Issue #1210, opened 2024-02-02
Support bool flags in fd_env


ripatel-fd:
**Problem**

Many of our CLI tools use boolean flags, like "verify". Our argument syntax would be either `--verify 0` or `--verify 1`.
When passing `--verify true` though, the `true` string fails to parse and defaults to `0`. 
I believe many users would find this confusing.

The established convention for argument handling is GNU these days, which would accept `--verify` (no argument, implying true), `--verify false` or `--verify true`. We can leave the old numeric style in for backwards compatibility. We should probably abort with an error if the argument is not recognized though, since the "failed to parse" value and "false" are indistinguishable by return code.

**Suggested Fix**

- [ ] Add an `int fd_env_strip_cmdline_bool( ... )` function
- [ ] Update usages

ripatel-fd:
@kbowers-jump Does the above sound reasonable to you?

AbhinavMir:
OK, I can tackle this! Thanks Richard!

AbhinavMir:
@ripatel-fd quick question: went thru the source code, couldn't really figure out where this goes. Any hints on that? 😅

ripatel-fd:
@AbhinavMir The right place to add this is here https://github.com/firedancer-io/firedancer/blob/main/src/util/env/fd_env.h (fd_env.h for the function declaration, fd_env.c for the implementation, test_env.c for the unit tests)

AbhinavMir:
Gotcha, what would a failure mode look like? `fprintf(stderr, "Error: Invalid value for %s. Use true/false or 1/0.\n", key);` sounds good? Also, is there a `make` command to format it according to Firedancer's current style? I couldn't specifically find a clang formatter or such. Thx!

I've added my current progress below, but it isn't formatted correctly. Later, I will squash and rebase for clean commit history!

ripatel-fd:
https://github.com/firedancer-io/firedancer/blob/59f1861e077d543d2e72c366a3d06971bd634680/src/util/env/fd_env.h#L65

PR #1253, opened 2024-02-09
add support for cmdline bool support

AbhinavMir:
potential fix for https://github.com/firedancer-io/firedancer/issues/1210

### DIFF
--- a/src/util/env/fd_env.c
+++ b/src/util/env/fd_env.c
@@ -11,6 +11,7 @@
 #include "fd_env.h"
 
 #include <stdlib.h>
+#include <stdio.h>
 
 #define FD_ENV_STRIP_CMDLINE_IMPL( T, what )                                   \
 T                                                                              \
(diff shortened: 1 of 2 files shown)


ripatel-fd:
Thanks @AbhinavMir. Could you add tests to `test_env` and reformat to match the code style? 
You can probably also remove `fd_env_strip_cmdline_contains` and update usages. 
`fd_env_strip_cmdline_bool` a more powerful version of `fd_env_strip_cmdline_contains`.

AbhinavMir:
Hi @ripatel-fd , sorry I forgot to add tests! Doing so now.

AbhinavMir:
Hi @ripatel-fd , sorry I forgot to address the tests! Will do now. Also: Pasting my comments from the issues tab, I think it flew under the radar.

"What would a failure mode look like? `fprintf(stderr, "Error: Invalid value for %s. Use true/false or 1/0.\n", key);` sounds good? 

Also, is there a make command to format it according to Firedancer's current style? I couldn't specifically find a clang formatter or such. Thx!"

ripatel-fd:
> Hi @ripatel-fd , sorry I forgot to address the tests! Will do now. Also: Pasting my comments from the issues tab, I think it flew under the radar.

Great!

> "What would a failure mode look like? `fprintf(stderr, "Error: Invalid value for %s. Use true/false or 1/0.\n", key);` sounds good?

Good question. `fd_env` is declared before `fd_log`, so we can't really do any error reporting. I would probably just default to "false" for now. 

Although a bit verbose, we could also offer an API as such:

```c
char const * flag_cstr = fd_env_strip_cmdline_bool( ... );
/* At this point flag_cstr contains
  1) "false" if not specified by the user, or if user explicitly specified `--flag false` or `--flag 0`
  2) "true" if specified without any argument (`--flag`), or if user explicitly specified `--flag true` or `--flag 1` 
  3) NULL if failed to parse */
if( FD_UNLIKELY( !flag_cstr )  FD_LOG_ERR(( "invalid --flag ..." ));
int flag = fd_cstr_to_bool( flag_cstr );
``` 

> Also, is there a make command to format it according to Firedancer's current style? I couldn't specifically find a clang formatter or such. Thx!"

Unfortunately, we don't support an automated formatter.

This is looking pretty good now. I'm happy to do some belt-sanding for the formatting, API, and testing code. Would you be okay with me merging your code manually, and then pushing changes on top?

ripatel-fd:
Closing this since we have a `fd_env_strip_cmdline_contains` function now. Thank you for the contribution.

──────────────────────────────

◆ Task goal:
Tally the lines in the records that contain the word "verify"; the answer is that number and nothing more.

◆ Finished task:
3